Richmond Raceway (RR) is a 0.75 miles (1.21 km), D-shaped, asphalt race track located just outside Richmond, Virginia in unincorporated Henrico County. It hosts the NASCAR Cup Series, NASCAR Xfinity Series and the NASCAR Craftsman Truck Series. Known as "America's premier short track", it has formerly hosted events such as the International Race of Champions, Denny Hamlin Short Track Showdown, and the USAC sprint car series. Due to Richmond Raceway's unique "D" shape which allows drivers to reach high speeds, Richmond has long been known as a short track that races like a superspeedway. With its multiple racing grooves, and proclivity for contact Richmond is a favorite among NASCAR drivers and fans.

==== Entry list ====
- (R) denotes rookie driver.
- (i) denotes driver who is ineligible for series driver points.

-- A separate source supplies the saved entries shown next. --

PR #3841, opened 2016-06-14
feat(build): ES6 with babel

shane-tomlinson:
For development, ES6 is converted to ES5 with a babel middleware.

For production, ES6 files are converted to ES5 and stored in a `.es5` directory
as a staging area. The ES5 files are then used by requirejs for the final build.

### DIFF
--- a/app/scripts/lib/app-start.js
+++ b/app/scripts/lib/app-start.js
@@ -18,61 +18,59 @@
 define(function (require, exports, module) {
   'use strict';
 
-  var _ = require('underscore');
-  var Able = require('lib/able');
-  var AppView = require('views/app');
-  var Assertion = require('lib/assertion');
-  var AuthErrors = require('lib/auth-errors');
-  var Backbone = require('backbone');
-  var BaseAuthenticationBroker = require('models/auth_brokers/base');
-  var CloseButtonView = require('views/close_button');
-  var ConfigLoader = require('lib/config-loader');
-  var Constants = require('lib/constants');
-  var Environment = require('lib/environment');
-  var ErrorUtils = require('lib/error-utils');
-  var FormPrefill = require('models/form-prefill');
-  var FxaClient = require('lib/fxa-client');
-  var FxDesktopV1AuthenticationBroker = require('models/auth_brokers/fx-desktop-v1');
-  var FxDesktopV2AuthenticationBroker = require('models/auth_brokers/fx-desktop-v2');
-  var FxDesktopV3AuthenticationBroker = require('models/auth_brokers/fx-desktop-v3');
-  var FxFennecV1AuthenticationBroker = require('models/auth_brokers/fx-fennec-v1');
-  var FxFirstrunV1AuthenticationBroker = require('models/auth_brokers/fx-firstrun-v1');
-  var FxFirstrunV2AuthenticationBroker = require('models/auth_brokers/fx-firstrun-v2');
-  var FxiOSV1AuthenticationBroker = require('models/auth_brokers/fx-ios-v1');
-  var FxiOSV2AuthenticationBroker = require('models/auth_brokers/fx-ios-v2');
-  var HeightObserver = require('lib/height-observer');
-  var IframeChannel = require('lib/channels/iframe');
-  var InterTabChannel = require('lib/channels/inter-tab');
-  var MarketingEmailClient = require('lib/marketing-email-client');
-  var Metrics = require('lib/metrics');
-  var Notifier = require('lib/channels/notifier');
-  var NullChannel = require('lib/channels/null');
-  var OAuthClient = require('lib/oauth-client');
-  var OAuthRelier = require('models/reliers/oauth');
-  var OriginCheck = require('lib/origin-check');
-  var p = require('lib/promise');
-  var ProfileClient = require('lib/profile-client');
-  var RedirectAuthenticationBroker = require('models/auth_brokers/redirect');
-  var RefreshObserver = require('models/refresh-observer');
-  var Relier = require('models/reliers/relier');
-  var Router = require('lib/router');
-  var SameBrowserVerificationModel = require('models/verification/same-browser');
-  var ScreenInfo = require('lib/screen-info');
-  var SentryMetrics = require('lib/sentry');
-  var Session = require('lib/session');
-  var Storage = require('lib/storage');
-  var StorageMetrics = require('lib/storage-metrics');
-  var SyncRelier = require('models/reliers/sync');
-  var Translator = require('lib/translator');
-  var UniqueUserId = require('models/unique-user-id');
-  var Url = require('lib/url');
-  var User = require('models/user');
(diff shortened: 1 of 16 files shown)


shane-tomlinson:
Unit tests don't run, but this is another attempt at making this work. Both dev and prod resources work as expected, big steps in the right direction.

shane-tomlinson:
@philbooth, @vbudhram, @vladikoff - thoughts?

Since all of our browsers support ES6 natively, a compilation step is not necessary for development. Only when we build production resources is the compilation step necessary. This seemed strange to me until I remembered the same process is done with uglify. The final code on prod is never the same code run in dev, unless we first build locally.

philbooth:
> thoughts?

Looking good!

shane-tomlinson:
Unit tests don't work with the `?coverage` parameter. blanket has issues parsing fat arrows in ES6.

app/es2015/lib/app-start.js
```diff
@@ -18,57 +18,57 @@
...
+  const SyncRelier = require('models/reliers/sync');
+  const Translator = require('lib/translator');
+  const UniqueUserId = require('models/unique-user-id');
+  const Url = require('lib/url');
+  const User = require('models/user');
+  const WebChannel = require('lib/channels/web');
+  const WebChannelAuthenticationBroker = require('models/auth_brokers/web-channel');
 
   function Start(options) {
     options = options || {};
```
pdehaan: Re: ES6-ification, not sure if you want to go all out and add default args and all that other noise:

```js
function Start(options = {}) {
  // ...
}
```

We could probably tweak all the ESLint rules for days if you want to go full ES2015 compliant with arrow functions, disallowing `var` (and preferring `let`+`const`), object shorthand, etc.

TDA: Did someone say ESLint? @pdehaan 💃

jrgm:
Random drive-by comment from North America: are the `s/var/let/` and `s/var/const/` and fat-arrow, etc., changes required to use babel to build? If not, is it preferable to split the build changes from the syntax changes?

It could well be that the answer is no on const/let due to the interaction with the odd rules with `use strict`.

app/es2015/lib/app-start.js
pdehaan: ES6 specific rules at http://eslint.org/docs/rules/#ecmascript-6

Not sure what rules we'd want to potentially add some of these:

```json
    "no-duplicate-imports": 2,
    "no-var": 0,
    "object-shorthand": 1,
    "prefer-arrow-callback": 1,
    "prefer-const": 1,
```

Running that seems to give me `✖ 2514 problems (0 errors, 2514 warnings)` (and none of them auto-fixable).

Possibly add some of these as well:

- `prefer-rest-params`: require rest parameters instead of arguments
- `prefer-spread`: require spread operators instead of .apply()
- `prefer-template`: require template literals instead of string concatenation
- `sort-imports`: enforce sorted import declarations within modules

TDA: Ah, the good ol' linting times. I call dibs if we ever do this. 👯

shane-tomlinson:
> Random drive-by comment from North America: are the s/var/let/ and s/var/const/ and fat-arrow, etc., changes required to use babel to build? If not, is it preferable to split the build changes from the syntax changes?

I certainly do not intend to convert all code to ES6 as part of this PR. The current syntax modifications are to prove to myself that babel is actually converting correctly. Without the syntax changes, I would have never realized that .jscs would fail using object shorthand notation, and that I forgot to add a `presets` option when calling the babel grunt task.

app/scripts/lib/app-start.js
```diff
@@ -405,23 +403,23 @@ define(function (require, exports, module) {
...
       if (self._isInAnIframe()) {
-        var heightObserver = new HeightObserver({
+        const heightObserver = new HeightObserver({
           target: self._window.document.body,
           window: self._window
         });
 
-        heightObserver.on('change', function (height) {
+        heightObserver.on('change', (height) => {
           self._iframeChannel.send('resize', { height: height });
```
vladikoff: @shane-tomlinson do we still need `self` here then?

server/lib/routes.js
```diff
@@ -78,8 +80,24 @@ module.exports = function (config, i18n) {
       res.redirect(removeVersionPrefix(req.originalUrl));
     });
 
-    // front end mocha tests
     if (config.get('env') === 'development') {
+      // Compile ES2015 scripts to ES5 before serving to the client.
+      // This is done for two reasons:
+      // 1. The blanket code coverage tool does not understand ES6, only ES5.
+      // 2. It'll give us a better approximation of the code that'll eventually
+      //    be run on prod.
```
vladikoff: neat!

app/scripts/lib/app-start.js
shane-tomlinson: We don't, I didn't go too hog wild converting, but I can. :D

vladikoff: ah ok that's fine, no worries

package.json
```diff
@@ -24,6 +24,8 @@
   "author": "Mozilla (https://mozilla.org/)",
   "license": "MPL-2.0",
   "dependencies": {
+    "babel-middleware": "git://github.com/shane-tomlinson/babel-middleware.git#45c06180",
```
vladikoff: @shane-tomlinson seems like you had do a lot of fixes and the module is not maintained that much anymore, is it possible to republish it with a different name and give the rest of the team access to the fork / npm publishing?

shane-tomlinson:
@philbooth - wanna review?

philbooth:
LGTM, WFM, r+. 👍

package.json
shane-tomlinson: On Fri, Jul 15, 2016 at 2:30 PM, Vlad Filippov <notifications@github.com>
wrote:

> In package.json
> <https://github.com/mozilla/fxa-content-server/pull/3841#discussion_r70972728>
> :
>
> > @@ -24,6 +24,8 @@
> >    "author": "Mozilla (https://mozilla.org/)",
> >    "license": "MPL-2.0",
> >    "dependencies": {
> > +    "babel-middleware": "git://github.com/shane-tomlinson/babel-middleware.git#45c06180",
>
> @shane-tomlinson <https://github.com/shane-tomlinson> seems like you had
> do a lot of fixes and the module is not maintained that much anymore, is it
> possible to republish it with a different name and give the rest of the
> team access to the fork / npm publishing?
>

Exactly what I want to do!

vladikoff:
One note that got missing in a patch update:
https://github.com/mozilla/fxa-content-server/pull/3841#discussion_r70972728

>@shane-tomlinson seems like you had do a lot of fixes and the module is not maintained that much anymore, is it possible to republish it with a different name and give the rest of the team access to the fork / npm publishing?

shane-tomlinson:
> One note that got missing in a patch update:
> #3841 (comment)

My response must have gotten lost too. The answer is "you betcha".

| No. | Driver | Team | Manufacturer |
| 1 | Ross Chastain | Trackhouse Racing | Chevrolet |
| 2 | Austin Cindric | Team Penske | Ford |
| 3 | Austin Dillon | Richard Childress Racing | Chevrolet |
| 4 | Josh Berry (R) | Stewart–Haas Racing | Ford |
| 5 | Kyle Larson | Hendrick Motorsports | Chevrolet |
| 6 | Brad Keselowski | RFK Racing | Ford |
| 7 | Corey LaJoie | Spire Motorsports | Chevrolet |
| 8 | Kyle Busch | Richard Childress Racing | Chevrolet |
| 9 | Chase Elliott | Hendrick Motorsports | Chevrolet |
| 10 | Noah Gragson | Stewart–Haas Racing | Ford |
| 11 | Denny Hamlin | Joe Gibbs Racing | Toyota |
| 12 | Ryan Blaney | Team Penske | Ford |
| 14 | Chase Briscoe | Stewart–Haas Racing | Ford |
| 15 | Kaz Grala (R) | Rick Ware Racing | Ford |
| 16 | Ty Dillon (i) | Kaulig Racing | Chevrolet |
| 17 | Chris Buescher | RFK Racing | Ford |
| 19 | Martin Truex Jr. | Joe Gibbs Racing | Toyota |
| 20 | Christopher Bell | Joe Gibbs Racing | Toyota |
| 21 | Harrison Burton | Wood Brothers Racing | Ford |
| 22 | Joey Logano | Team Penske | Ford |
| 23 | Bubba Wallace | 23XI Racing | Toyota |
| 24 | William Byron | Hendrick Motorsports | Chevrolet |
| 31 | Daniel Hemric | Kaulig Racing | Chevrolet |
| 34 | Michael McDowell | Front Row Motorsports | Ford |
| 38 | Todd Gilliland | Front Row Motorsports | Ford |
| 41 | Ryan Preece | Stewart–Haas Racing | Ford |
| 42 | John Hunter Nemechek | Legacy Motor Club | Toyota |
| 43 | Erik Jones | Legacy Motor Club | Toyota |
| 45 | Tyler Reddick | 23XI Racing | Toyota |
| 47 | Ricky Stenhouse Jr. | JTG Daugherty Racing | Chevrolet |
| 48 | Alex Bowman | Hendrick Motorsports | Chevrolet |
| 51 | Justin Haley | Rick Ware Racing | Ford |
| 54 | Ty Gibbs | Joe Gibbs Racing | Toyota |
| 71 | Zane Smith (R) | Spire Motorsports | Chevrolet |
| 77 | Carson Hocevar (R) | Spire Motorsports | Chevrolet |
| 99 | Daniel Suárez | Trackhouse Racing | Chevrolet |
Official entry list

== Practice ==
Kyle Larson was the fastest in the practice session with a time of 22.161 seconds and a speed of 121.836 mph.

=== Practice results ===

| Pos | No. | Driver | Team | Manufacturer | Time | Speed |
| 1 | 5 | Kyle Larson | Hendrick Motorsports | Chevrolet | 22.161 | 121.836 |
| 2 | 22 | Joey Logano | Team Penske | Ford | 22.224 | 121.490 |
| 3 | 17 | Chris Buescher | RFK Racing | Ford | 22.229 | 121.463 |
Official practice results

== Qualifying ==
Kyle Larson scored the pole for the race with a time of 22.438 and a speed of 120.332 mph.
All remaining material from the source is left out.